Columnistas

Segundo fiestorro y sus consecuencias

Por Tura Varla

Aunque no ocurrió nada real con Escritor de Provincias, me quedé un poco pensativa con el asunto. ¿Había despertado en mí el ansia de orden que toda mujer debía tener según nos habían enseñado nuestras abuelas? Me sigue pareciendo del todo incompatible hoy en día la figura del editor ordenado que en su montaña mágica lee manuscritos con dedicación y silencio, sale al patio a disfrutar del beatus ille, etc. Ahora nada es así. Ferias, fiestas, promociones, autores que te pegan gritos, que llegan tarde, que deberían estar en un manicomio, que se van sin agradecerte tu trabajo, que te miran por encima del hombro, que te amenazan si no les publicas, borracheras a cargo de la empresa y a cargo de los autores que tienen algo que celebrar, perseguir scouts, editores extranjeros, autores que te gustan… La vida editorial es un sinvivir. Pero me encanta. O al menos siempre me había encantado hasta la fantasía con Escritor de Provincias.

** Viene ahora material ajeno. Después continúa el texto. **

Issue #121, opened 2018-09-25
Async/Await syntax support


thedrow:
Futures 0.3 will support the Async/Await syntax.
One it reaches GA, Tokio will be next.
We should investigate what it will require of us to support the new syntax and prepare ourselves for it.

thedrow:
Seems like 0.3 alpha 3 has a compatibility layer with futures 0.1 that includes Tokio compatibility.
Maybe we should try that first?

hannobraun:
Thank you for opening this issue! 

I don't have the time to look into it right now (and likely won't have time for a while), but I agree that this is important. I'm happy to assist by reviewing reviewing pull requests or with general feedback.

Side note: There's [a problem](https://github.com/inotify-rs/inotify/issues/120) with the current stream-based API. Something to keep in mind when updating or redesigning the API.

hannobraun:
We've had support for async/await for a while now. Closing.

PR #134, opened 2019-09-18
feat: update to tokio 0.2 and futures 0.3

sopium:
(Stability note: this feature depends on nightly rust and alpha releases of tokio 0.2 and futures 0.3. Maybe you want to hold off the merge until they are stable. In which case I will try to make sure that this PR is up to date.)

This is a minimal and straightforward update to make inotify up to date with `std::task`, async-await syntax and next versions of tokio and futures.

## API changes

* `EventStream` is now a futures 0.3 `Stream`

  A futures 0.3 `Stream` can be used with async-await directly (cc #121). See the stream example.

* The buffer passed to the `event_stream` method is now required to be `Unpin`

## Other changes

+ Mandatory dependencies is minimized: only `tokio-net`, `tokio-io` and `futures-core` are mandatory dependencies. And for `tokio-net` unused features are disabled. The full `tokio` crate and `futures-util` are dev-dependencies.

+ The crate is updated to 2018 edition, so that related tests and
  examples can be written in async/await.

+ The CI config is modified to:
  * Run on nightly
  * Run with `--no-default-features` as well


Cargo.toml
```diff
@@ -26,21 +27,22 @@ travis-ci   = { repository = "inotify-rs/inotify" }
...
-tokio         = { version = "0.1", optional = true }
-tokio-io      = { version = "0.1", optional = true }
-tokio-reactor = { version = "0.1", optional = true }
+bitflags             = "1"
+futures-core-preview = { version = "=0.3.0-alpha.18", optional = true }
+inotify-sys          = "0.1.3"
+libc                 = "0.2"
+mio                  = { version = "0.6", optional = true }
+tokio-io             = { version = "=0.2.0-alpha.4", optional = true }
+tokio-net            = { version = "=0.2.0-alpha.4", optional = true, default-features = false }
```
hannobraun: Some of the versions are pinned to an exact alpha version. Is there a specific reason for that?

I think requiring an exact version should usually be avoided, as that can cause problems with other crates that might have slightly different version requirements.

Cargo.toml
```diff
@@ -26,21 +27,22 @@ travis-ci   = { repository = "inotify-rs/inotify" }
...
 
 [dev-dependencies]
-tempdir = "0.3"
+tempdir              = "0.3"
+futures-util-preview = "=0.3.0-alpha.18"
+tokio                = "=0.2.0-alpha.4"
```
hannobraun: Same as above. Versions are pinned.

src/inotify.rs
```diff
@@ -405,7 +405,7 @@ impl Inotify {
     pub fn event_stream<T>(&mut self, buffer: T)
         -> EventStream<T>
     where
-        T: AsMut<[u8]> + AsRef<[u8]>,
+        T: AsMut<[u8]> + AsRef<[u8]> + Unpin,
```
hannobraun: I'm a bit concerned about the `Unpin`, as it makes the API less flexible. I think right now one can pass an array, but with the `Unpin`, you'd either need a slice (possibly causing lifetime issues) or a heap allocation.

I'm not sure if it can be avoided and if that's a big deal in practice. I just figured I'd point out my concerns, in case you have something informative to say :-)

src/inotify.rs
```diff
@@ -422,7 +422,7 @@ impl Inotify {
     pub fn event_stream_with_handle<T>(&mut self, handle: &Handle, buffer: T)
         -> io::Result<EventStream<T>>
     where
-        T: AsMut<[u8]> + AsRef<[u8]>,
+        T: AsMut<[u8]> + AsRef<[u8]> + Unpin,
```
hannobraun: See comment above about `Unpin`.

src/stream.rs
```diff
@@ -47,7 +39,7 @@ pub struct EventStream<T> {
 
 impl<T> EventStream<T>
 where
-    T: AsMut<[u8]> + AsRef<[u8]>,
+    T: AsMut<[u8]> + AsRef<[u8]> + Unpin,
```
hannobraun: See comment above about `Unpin`.

src/stream.rs
```diff
@@ -78,36 +70,37 @@ where
 
 impl<T> Stream for EventStream<T>
 where
-    T: AsMut<[u8]> + AsRef<[u8]>,
+    T: AsMut<[u8]> + AsRef<[u8]> + Unpin,
```
hannobraun: See comment above about `Unpin`.

src/stream.rs
```diff
@@ -78,36 +70,37 @@ where
...
 {
-    type Item = EventOwned;
-    type Error = io::Error;
+    type Item = io::Result<EventOwned>;
 
-    fn poll(&mut self) -> Poll<Option<Self::Item>, Self::Error>
+    fn poll_next(self: Pin<&mut Self>, cx: &mut Context<'_>) -> Poll<Option<Self::Item>>
     {
-        if self.unused_bytes == 0 {
+        let self_ = self.get_mut();
```
hannobraun: Can we use [`get_unchecked_mut`](https://doc.rust-lang.org/std/pin/struct.Pin.html#method.get_unchecked_mut) here, to forgo the requirement for `Unpin`? I don't think we're moving out of `self_`, so it should be fine, I think.

hannobraun:
Two more things:
- Note to my future self: Travis didn't run for some reason. I'll have to figure out why, if it doesn't fix itself at some point.
- @sopium:  For future reference, I'd prefer to have each self-contained change  (e.g. the update to Rust 2018) in its own commit. You don't need to change this pull request (it's not a big change anyway), but I'd appreciate it if future pull requests had smaller commits, as those are easier to review.

Cargo.toml
sopium: These crates might have breaking changes between different alpha versions, so they are pinned to a specific version. It won't be necessary once they are stable.

src/inotify.rs
sopium: Arrays *are* `Unpin`. But your general point is valid.

Cargo.toml
hannobraun: Makes sense.

src/inotify.rs
hannobraun: Interesting, I didn't think they were!

hannobraun:
Thanks for the change, @sopium! Let's hope things become stable soon, so we can merge this. Until then, more reviews/comments are always welcome.

peku33:
Any updates on this? Waiting for merge! Maybe this could become available as pre-release?

hannobraun:
@peku33 My understanding is, that this still requires nightly. I don't want to merge it as long as this is the case, as I want the master branch to always be in a releasable state (if someone submits a bugfix, for example).

Would it be practical for you to use a Git dependency in Cargo, to depend on @sopium's branch directly?

peku33:
@hannobraun How about doing the same as tokio itself did?
At the moment we have `tokio-0.1.22` which is considered stable. We also have `tokio-0.2.0-alpha.6` (as of today) which is a pre-release, IIRC requires rust nightly, futures-preview (also alpha). AFAIK, when you use `cargo add tokio` it will add `0.1.22`. But running `cargo add tokio --allow-prerelease` will install `0.2.0-alpha.6` version. This allows users to choose stable/nightly version pretty easily.
I think keeping current version as stable is reasonable, but why not publish a pre-release (eg `0.8.0-alpha.1` or `1.0.0-alpha.1`)?
Current codebase looks pretty stable, since inotify itself won'y probably evolve in the nearest future, there wouldn't probably be more development against current branch.

hannobraun:
@peku33 
> I think keeping current version as stable is reasonable, but why not publish a pre-release

Because that would take time to do and I don't have much of that. From my perspective, it's a much more economical decision to just wait until everything is stable, then merge and release.

peku33:
Hmm, pretty sad, especially taking into account fact, that lots of popular crates uses such approach (tokio itself, mysql_async etc).

@hannobraun Are you sure accepting @sopium PR with version set to `0.8.0.alpha-1` is too much? This would *not* automatically update all clients to this unstable version. Even the main version on crates.io etc will still be the current *stable* version (take a look at https://crates.io/crates/mysql_async ) ;)

peku33:
@sopium Any way to use event_stream with buffer larger than 32 bytes? For now it looks like `AsMut<[u8]>` accepts arrays of up to 32 bytes...

sopium:
> 
> 
> @sopium Any way to use event_stream with buffer larger than 32 bytes? For now it looks like `AsMut<[u8]>` accepts arrays of up to 32 bytes...

You can use `Vec<u8>`, `&mut buf[..]`, or define a newtype wrapper:

```rust
struct LargeU8Array([u8; 512]);

impl AsRef<[u8]> for LargeU8Array {...}

impl AsMut<[u8]> for LargeU8Array {...}
```

hannobraun:
@peku33 
> Hmm, pretty sad, especially taking into account fact, that lots of popular crates uses such approach (tokio itself, mysql_async etc).

I guess those crates have less busy maintainers then, because yes, I am sure that adding yet another thing to my plate would be too much.

You haven't commented on my suggestion to add a Git dependency on @sopium's branch in Cargo. Doing so would require no additional work from anyone.

If that's not good enough for some reason (the only one I can think of would be that you want to publish a crate with that dependency to crates.io), you can publish your own version of inotify. Call it `peku33-inotify` or `inotify-async-nightly` or whatever. Then anyone else who can't wait for the next version of `inotify` can use that in the meantime.

sopium:
The latest commit is in sync with tokio master.

In tokio master, `PollEvented::new` now returns `io::Result<_>`, and `PollEvented::new_with_handle` is removed. As a result, the `event_stream` API has changed accordingly.

If you are still using `tokio 0.2.0-alpha.6`, stick to the previous commit.

emarcotte:
I'm not exactly fluent in all the ins/outs of the new async stuff. Is it reasonable to implement EventStream as a FusedStream to be more compatible with select!()? E.g. https://rust-lang.github.io/async-book/06_multiple_futures/03_select.html

I'm not sure if I should be wrapping it externally or if the stream itself should track a terminated flag... Still fooling around with it but does something like this make sense?

```
diff --git a/src/stream.rs b/src/stream.rs
index e9e56c3..38f9976 100644
--- a/src/stream.rs
+++ b/src/stream.rs
@@ -12,6 +12,7 @@ use mio::{
 };
 use tokio::io::AsyncRead;
 use futures_core::{Stream, ready};
+use futures_core::stream::FusedStream;
 use tokio::net::util::PollEvented;
 
 use crate::events::{
@@ -32,6 +33,7 @@ pub struct EventStream<T> {
     buffer: T,
     buffer_pos: usize,
     unused_bytes: usize,
+    finished: bool,
 }
 
 impl<T> EventStream<T>
@@ -45,10 +47,20 @@ where
             buffer: buffer,
             buffer_pos: 0,
             unused_bytes: 0,
+            finished: false,
         })
     }
 }
 
+impl<T> FusedStream for EventStream<T>
+where
+    T: AsMut<[u8]> + AsRef<[u8]>,
+{
+    fn is_terminated(&self) -> bool {
+        self.finished
+    }
+}
+
 impl<T> Stream for EventStream<T>
 where
     T: AsMut<[u8]> + AsRef<[u8]>,
@@ -69,6 +81,7 @@ where
         if self_.unused_bytes == 0 {
             // The previous read returned `0` signalling end-of-file. Let's
             // signal end-of-stream to the caller.
+            self_.finished = true;
             return Poll::Ready(None);
         }
 
```

sopium:
Updated to tokio v0.2.1.

The `event_stream_with_handle` method is removed becuase `PollEvented` no longer has `new_from_handle`.

hannobraun:
Thank you @sopium for your continued work on this! The changes look good to me, but for some reason, the CI build doesn't run. I've set up GitHub Actions instead. Can you please rebase on master, so it runs for this pull request?

hannobraun:
Thank you, @sopium! I'll try to release a new version soon.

            A este me lo llevé a la fiesta de aquella noche y parecía aterrorizado, como si hubiera pasado toda su vida en silencio y a oscuras en una cueva y de golpe descubriese la luz, el sonido, las risas atronadoras de los escritores de ciudad ufanos y célebres.

            Iba vestido como si fuese a cazar perdices y allí estaba, con una copa de vino en la mano diciéndome que no sabía cómo podía. El mundo de las vanidades, falsedades, hipocresías que en mi cabeza se presentaban como la mayor amenaza, en sus labios se convertían más bien en tráfico, ropa, ruido, pisos pequeños. ¿Era su retiro deseable? Para este hombre acostumbrado a leer toda la tarde en un salón en el que no se escuchaba ni un ruido, mientras en la montaña llovía, la feria del libro era una tortura y por más que hice, no logré que se sintiera cómodo.

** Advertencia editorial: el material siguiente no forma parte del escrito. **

Issue #112, opened 2018-08-08
Consider unifying traditional and future-based APIs


hannobraun:
Currently there are two parallel APIs: The original one, and the new future-based one. I think it would be ideal if we could unify those.

One problem I see is efficiency. The stream-based API requires one additional heap allocation for every event that has a `name`. The reason for this are lifetime issues that probably can't be resolved, at least not in safe Rust.

I think it's best for now to keep things as they are, while keeping a look at how futures developers. Feedback is very welcome!

calmofthestorm:
One thought on this would be that the current stream API takes &mut on the Inotify and does not provide a way to add additional watches. I'm working on something where I want to recursively watch a directory, and thus need to add new watches on any newly created directories. One solution would be to allow mutably borrowing an inotify from the stream, or adding functions to add/remove watches directly.

Personally I would favor adding a method to clone an Inotify. It should be safe (in a Rust sense) and the underlying representation is already friendly to this. I understand this would permit certain undesirable uses (e.g., two streams on the same inotify would each get a subset of events).

I've tried a few ways of writing this involving multiple threads, etc, which have all been clumsy. Next I want to try using `select` along with `read_events` which I think should be simpler.

hannobraun:
Thank you for your feedback, @calmofthestorm. I'm very open to improving the situation and make your use case possible, but I think allowing users to clone `Inotify` would be taking it too far. It would be very error-prone, for the reasons you mention. Adding more methods to `EventStream` would certainly be acceptable. Maybe there could be a separate API, `Watches`, with `add` and `remove` methods that can be accessed both through `Inotify` and `EventStream` (e.g. `inotify.watches().add(...)`). Maybe it could even be possible to clone a `Watches` and use it anywhere.

But does creating an `EventStream` even prevent you from using the original `Inotify` instance? `Inotify::event_stream` takes `&mut self`, but the resulting `EventStream` doesn't keep that reference. That means it should already be possible to use an `Inotify` and an arbitrary number of `EventStream`s in parallel, which seems wrong to me.

Maybe it would be better to replace `Inotify::event_stream` with an `into_event_stream` method that consumes the `Inotify`, and make sure `EventStream` has all the methods that users need.

calmofthestorm:
Thanks, I missed that the mut reference is not saved by `EventStream` (but I agree with your concern that this is wrong).

[...]

Issue #111, opened 2018-08-07
Multiple `EventStream`s can take each other's events


hannobraun:
It is possible to create multiple `EventStream`s from a single `Inotify` instance. Those streams will `read` from the same inotify file descriptor. Depending on the timing of the reads, one `EventStream` could end up with all the events, or both could end up with some of them. (Note: I haven't tested this. It's just my own reasoning).

It would be possible to guarantee there is only one `EventStream` per `Inotify` instance, by consuming or mutably borrowing `Inotify` when creating an `EventStream`. However, both those solutions would make `add_watch`/`rm_watch` inaccessible.

I have two ideas for how to solve this:
1. Duplicate `add_watch`/`rm_watch` on `EventStream`. That way, `EventStream` would effectively become a replacement for `Inotify` that uses a different method for reading events.
2. Split `Inotify` into two parts, one for managing watches, one for reading events.

I don't think solution 1 is flexible enough. `Stream` has a lot of methods that move the stream, which would make `add_watch`/`rm_watch` inaccessible again. This isn't really a solution, it's just kicking the problem one step down the line.

Solution 2 deserves a bit more elaboration:
- `Inotify` would become a struct with two fields, `watches` and `events`.
- `watches` would provide `add_watch`/`rm_watch` (which could be shortened to `add`/`remove`).
- `events` would provide the various `read_*` methods.
- `events` could be moved or borrowed when creating an `EventStream`, without affecting `watches`.

Right now I'm unsure what to do, although I like solution 2. I'm going to let this issue sit for a while before attempting an implementation. In the meantime, feedback is highly welcome.

talklittle:
This issue is the same as #176 and #177

hannobraun:
Thanks for letting me know, @talklittle! Closing in favor of those issues.

PR #135, opened 2019-09-18
Async await support

### LINKED ISSUE #121: Async/Await syntax support

sopium:
(This includes changes from #134.)

This adds an async `Inotify` type. It has an `async fn read_events` (close #121):
```rust
    pub async fn read_events<'a>(&mut self, buffer: &'a mut [u8])
                           -> io::Result<Events<'a>>
```
that is basically the same as the original `read_events` function, but awaits on the `read`:
```rust
    {
        let num_bytes = self.fd.read(buffer).await?;

        if num_bytes == 0 {
            return Err(
                io::Error::new(
                    io::ErrorKind::UnexpectedEof,
                    "`read` return `0`, signaling end-of-file"
                )
            );
        }

        Ok(Events::new(Arc::downgrade(self.fd.get_ref()), buffer, num_bytes))
    }
```

This addresses the efficiency concern in #112: no additional allocation is required.


sopium:
This type also will not have the problems described in #111.

hannobraun:
@sopium Thank you, this looks awesome. I haven't taken a close look yet, but I will once #134 is closer to being merged (feel free to remind me, if I forget).

Once this is merged, do you think there's any reason to keep the original blocking API around?

cc @hawkw (I already pinged you on #134. I figured maybe you're interested in this one too.)

sopium:
I tried to modify the `Inotify` type to make it support both async and blockink API. I think it can work.

The trick is to use a fake `PollEvented` wrapper when the `async-await` feature is not enabled.

hannobraun:
Interesting. What if we removed the `async-await` feature and included that by default, would there be a reason to keep the blocking API? Not sure how the new futures and async/await work in detail, but I think I remember that the older futures hat a `wait` method that could be used to block on a future. Maybe something like that could be used to completely replace the blocking API.

Not sure if that's the right approach. Just wondering.

sopium:
> Interesting. What if we removed the `async-await` feature and included that by default, would there be a reason to keep the blocking API? Not sure how the new futures and async/await work in detail, but I think I remember that the older futures hat a `wait` method that could be used to block on a future. Maybe something like that could be used to completely replace the blocking API.
> 
> Not sure if that's the right approach. Just wondering.

It should be possible: you can create a `current_thread` runtime and `block_on` the future.

But it's quite inefficient, a new runtime need to be created for every blocking read call.

And it means that tokio is always needed. Quite heavy a dependency when you only want to use blocking IO.

hannobraun:
Sounds like it make sense to keep the traditional blocking API then. Thanks for the explanation!

hannobraun:
This pull request is very old, and async/await support has been available in inotify-rs for a long time now. Closing.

            ¿Llegaría alguna vez yo a sentirme así?

            La fantasía absurda en mi sueño accidental me llevó a pensar que tal vez la transformación de urbanitas cínicas en campestres amorosas y tranquilas de mis amigas (las de la boda), era algo así como una transformación natural, una evolución a la que llevaban las hormonas.

            ¿O es que una parte de nuestro cerebro todavía se sentía atraída por lo primitivo?

            Esa era también una buena pregunta.

            Allí estaba yo, vestida con mis mejores galas, de pie en un evento lleno de chaquetas bien colocadas, corbatas azules y camisas rosa palo. Y no podía dejar de pensar en que al único de toda la fiesta que me follaría era al Escritor de Provincias con pantalón raído, camisa mal puesta, chaqueta de los noventa y teléfono móvil de la prehistoria tecnológica. ¿Por qué? ¿Era una especie de necesidad de controlar la bestia, de pulir el diamante? Busqué mentalmente si en su obra podría haber algo que me hubiese excitado sexualmente, algún indicio, una insospechada parafilia mía que se estuviera manifestando ahora en forma de fantasía con el leñador que salvó a Caperucita.

            Descubrí que no. Su novela era una histórica más bien sesuda sobre jesuitas que no tenía nada de erótico, ni las solapas. Incluso él tenía un aire como eclesiástico, ese aire eclesiástico que tienen los hombres que acaban viviendo solos y en el campo sin más compañía que un perro viejo. Y yo, ¿quería esa granja y esas vacas? No, no las quería. Y tampoco a él.

            Pero quizá entre tanto colorín y tanto brillo, aquella piedra gris y mate tenía un poder de seducción que no hubiese tenido en otro contexto.